FDIC v. Perry: Business Judgment Rule Does Not Protect Officers in California | Practical Law

FDIC v. Perry: Business Judgment Rule Does Not Protect Officers in California | Practical Law

The US District Court for the Central District of California held in FDIC v. Perry that officers are not protected by the business judgment rule in California.

FDIC v. Perry: Business Judgment Rule Does Not Protect Officers in California

Practical Law Legal Update 8-516-9612 (Approx. 3 pages)

FDIC v. Perry: Business Judgment Rule Does Not Protect Officers in California

by PLC Corporate & Securities
Published on 21 Dec 2011California
The US District Court for the Central District of California held in FDIC v. Perry that officers are not protected by the business judgment rule in California.
On December 13, 2011, the US District Court for the Central District of California held in FDIC v.
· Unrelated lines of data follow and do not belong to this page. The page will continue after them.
PR #372, opened 2023-03-23
feat: switch decimal cache to use feed

cdummett:
### Description
PR adds listeners for asset and market creation events and switches the `DecimalCache` factory methods to use the `local_data_cache` "from feed" methods rather than data-node queries.

Should resolve the issue where market data bus events are observed before the datanode has processed a market creation event.

PR also removes some waits which are no longer needed.

### Testing
Passing all tests locally (not yet).

### Breaking Changes
None


vega_sim/local_data_cache.py
```diff
@@ -283,6 +309,22 @@ def start_live_feeds(
...
+                self._asset_from_feed[asset.id] = asset
+
+    def initialise_markets(self):
+        base_markets = [
+            market.id for market in data_raw.all_markets(self._trading_data_client)
+        ]
+
+        with self.market_lock:
+            for market in base_markets:
+                self._market_from_feed[market.id] = market
```
TomMcL, line 326: A lot of these (outside this change) we could quite possibly remove locks from, anything we only update/read and never iterate over to read should be fine to drop a lock from. Not for now though

vega_sim/local_data_cache.py
```diff
@@ -419,6 +461,24 @@ def _monitor_stream(self) -> None:
                 elif isinstance(update, events_protos.TimeUpdate):
                     with self.time_update_lock:
                         self._time_update_from_feed = int(update.timestamp)
+
+                elif isinstance(update, vega_protos.markets.Market):
+                    with self.market_data_lock:
+                        self._market_from_feed[update.id] = update
+                        # Trigger save by attempting to get decimal for market
```
TomMcL: Doesn't need to do these within the lock

vega_sim/local_data_cache.py
```diff
@@ -419,6 +461,24 @@ def _monitor_stream(self) -> None:
...
+                        self._market_pos_decimals[update.id]
+                        self._market_price_decimals[update.id]
+                        self._market_to_asset[update.id]
+
+                elif isinstance(update, vega_protos.assets.Asset):
+                    with self.trades_lock:
+                        self._asset_from_feed[update.id] = update
+                        # Trigger save by attempting to get decimal for asset
```
TomMcL: ditto

TomMcL (changes requested):

TomMcL (dismissed):

TomMcL (approved):

PR #379, opened 2023-03-28
feat: Add gRPC readiness check to criteria on startup

TomMcL:
### Description

Adding a check for gRPC readiness specifically as it seems REST was returning before gRPC was returning valid values from datanode

### Testing

Tried a couple of tests, all worked fine, will observe output of full run.


cdummett (approved):
lgtm

PR #386, opened 2023-04-02
feat: add account balance plots

cdummett:
### Description

PR adds functionality to the `Scenario` to get the dictionary of agents stored in the `Snitch` as well as methods for storing agent information in a `.csv` post run.

The `.csv` file maps agent keys to agent types, tags, and names.

PR also adds tools for plotting account history by agent type.
accounts-c71e76cf9b8ee91e265c0d2387f3652abc6ae15d5ffeec731ca9a32bed0eda8a

### DIFF
--- a/vega_sim/scenario/scenario.py
+++ b/vega_sim/scenario/scenario.py
@@ -6,7 +6,10 @@ from vega_sim.null_service import VegaService
 from vega_sim.environment.environment import MarketEnvironment
 from vega_sim.scenario.constants import Network
 from vega_sim.scenario.common.agents import Snitch, StateAgent, MarketHistoryData, Agent
-from vega_sim.tools.scenario_output import market_data_standard_output
+from vega_sim.tools.scenario_output import (
+    market_data_standard_output,
+    agents_standard_output,
+)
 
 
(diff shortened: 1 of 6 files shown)


vega_sim/scenario/scenario.py
```diff
@@ -97,6 +101,10 @@ def run_iteration(
     def get_snitch(self) -> Optional[Snitch]:
         return self.agents.get("snitch")
 
+    def get_agents(self) -> dict:
+        snitch = self.get_snitch()
+        return snitch.agents if snitch is not None else {}
```
TomMcL: This seems slightly confusing that it defaults to an empty dictionary? Why not `self.agents` (and what is the reason to use this rather than just `self.agents`? I can't see it used in the PR

cdummett: Ah thanks this is left over from an earlier approach!

 The scenario `self.agents` dict contains the `Snitch` whilst the snitches `self.agents` dict does not. In the earlier approach having that Snitch was causing a problem but this whole method is now redundant.

Will removed it 👍

TomMcL (approved):

PR #395, opened 2023-04-20
feat: add price variation to fuzz test

cdummett:
### Summary

PR improves the fuzz test to better test price-monitoring auctions and loss-socialisation.

### Description

The `price_process` used in the fuzz test has been modified to include the following:
- price-drifts: periods where the price-process drifts
- price-spikes: temporary spikes in the price-process which are corrected

The price-spikes should trigger multiple triggers simultaneously, but only result in a short price-monitoring auction as the market corrects itself. The price-drifts however could trigger multiple triggers at the end of an auction resulting in auction extensions.

To better visualise price-monitoring auctions a `price_monitoring_plot` method has been added:

Long run example:
monitoring-1

Short run example:
monitoring-0

As a result of the above changes, markets can now exit price-monitoring auctions at a distant price. This causes larger price differences between mark-to-markets which can encourage using funds from the insurance pool and loss-socialisation (degenerate traders can't cover their losses).

fuzz-1

### Testing
Passing all tests locally.

### Breaking Changes
None

### Closes
None

### DIFF
--- a/vega_sim/api/data.py
+++ b/vega_sim/api/data.py
@@ -510,10 +510,10 @@ def _market_data_from_proto(
         auction_end=market_data.auction_end,
         auction_start=market_data.auction_start,
         indicative_price=num_from_padded_int(
-            market_data.static_mid_price, decimal_spec.price_decimals
+            market_data.indicative_price, decimal_spec.price_decimals
         ),
         indicative_volume=num_from_padded_int(
-            market_data.static_mid_price, decimal_spec.price_decimals
+            market_data.indicative_volume, decimal_spec.price_decimals
         ),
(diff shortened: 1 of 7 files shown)


davidsiska-vega (approved):
I am assuming the price monitoring plots will go into the artifacts place on overnight runs. Looking forward to it!

cdummett:
> I am assuming the price monitoring plots will go into the artifacts place on overnight runs. Looking forward to it!

@davidsiska-vega Yeah price monitoring plots have been added to the artifacts - can see them in the current build already https://jenkins.ops.vega.xyz/job/common/job/vega-market-sim-reinforcement/173/

PR #405, opened 2023-05-03
feat: add estimate position method and tests

cdummett:
### Description

To allow market-sim to test the new `EstimatePosition` data-node endpoint, api methods and service methods needed to be added to market-sim.

PR adds the following methods each with a suitable test: 

- `estimate_position` method added to the `data_raw` module: 
    - handles sending a request to the endpoint and returning a raw response
- `estimate_position` method added to the `data` module:
    - handles converting the raw response into equivalent market-sim data classes
- `estimate_position` method added to the service module:
    - handles interface between market-sim and api methods.

### Testing
Passing all tests locally.

### Breaking Changes
None


Jiajia-Cui (approved):
LGTM

PR #2732, opened 2021-06-28
Change some LESMIS reports to round to 0 dp

edmofro:


edmofro:
@tcaiger you might wonder about changing existing migrations - none have been deployed to dev yet so it's the easiest way, and just involves redeploying the test instance

tcaiger (approved):
lgtm! Thanks for clarifying that they are not deployed yet.

PR #2733, opened 2021-06-28
2974 add support for column value types in the table flippa

tcaiger:
### Changes:

- add support for column value types in the table flippa

---

### Screenshots:
See issue above


edmofro (approved):
Nice, very efficient!

I do feel there's an opportunity to map the chart-wide value type into any chart config entries that don't have their own earlier on, so to save doing this check in each downstream location, but this definitely gets us what we need for now

tcaiger:
> Nice, very efficient!
> 
> I do feel there's an opportunity to map the chart-wide value type into any chart config entries that don't have their own earlier on, so to save doing this check in each downstream location, but this definitely gets us what we need for now

That's a good point but probably does open a bit of a can of worms so sounds good to leave it for now :)

PR #2747, opened 2021-06-29
2928 Consolidate lesmis chart table

tcaiger:
### Changes:

- Rename `Report` component to `DashboardReport``
- Consolidate `ChartTable` component and toggle-able tabs into `Chart` component
- Set a max width on layout components
 
---


packages/lesmis/src/components/DashboardReportModal.js
```diff
@@ -161,27 +150,17 @@ export const DashboardReportModal = ({
                   isLoading={isLoading}
                   startDate={startDate}
                   endDate={endDate}
-                  granularity={viewContent?.granularity}
+                  granularity={periodGranularity}
```
tcaiger, line 153: The period granularity as part of the dashboard response and not in the report response so use `periodGranularity` from the dashboard item list which was fetched upstream. This fixes bug [3012](https://github.com/beyondessential/tupaia-backlog/issues/3012)

edmofro (approved):
All makes sense and lgtm, only question is whether that combined chart/table component might be something we want to lift up into `ui-components`

tcaiger:
> All makes sense and lgtm, only question is whether that combined chart/table component might be something we want to lift up into `ui-components`

It's a good question. I thought about it and it's very hard to make the whole thing work well as a completely re-usable component because the toggle button can be in different places in the page. Next to the title, or above the title or potentially at the top left of the modal. We could solve that using render-props or a state provider but I prefer to just leave the components one grain smaller so that they can be composed as needed by the consumer as it's less complex and more re-factorable.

Perry that officers are not protected by the business judgment rule in California. This issue was raised by the defendant, Matthew Perry, in his motion to dismiss claims brought by the FDIC, as receiver for Indymac Bank.
The FDIC claimed that Perry, as the CEO of Indymac, breached his duties to Indymac and acted negligently in allowing Indymac to generate and purchase risky residential loans for sale in the secondary market. The FDIC alleged that these actions were beyond what a reasonable banker would have done and that Perry's actions resulted in losses in excess of $600 million to Indymac.
Perry moved to dismiss these claims by arguing that the FDIC failed to allege facts that would overcome the business judgment rule. Perry argued that the business judgment rule should apply to him because it was meant to protect both officers and directors from judicial second guessing of business decisions made on behalf of a corporation. The District Court, however, disagreed and denied Perry's motion.
In reaching its decision, the District Court relied on several factors, including:
  • A decision by the California Court of Appeal, holding that judicial deference afforded under the business judgment rule should not apply to interested directors effectively acting as officers.
  • Section 309 of the California Corporations Code, which codifies California's common law business judgment rule and does not mention the word officer in its text.
  • The legislative history of the California Corporations Code, which expressly excludes officers from consideration under the business judgment rule.
While the District Court's decision only applies to California, it highlights the question of whether officers should receive the same protections as directors under the business judgment rule. Although some jurisdictions have specifically addressed this issue (and in many cases have found the business judgment rule to apply to officers as well), there are still some jurisdictions in which this issue has not been clearly settled.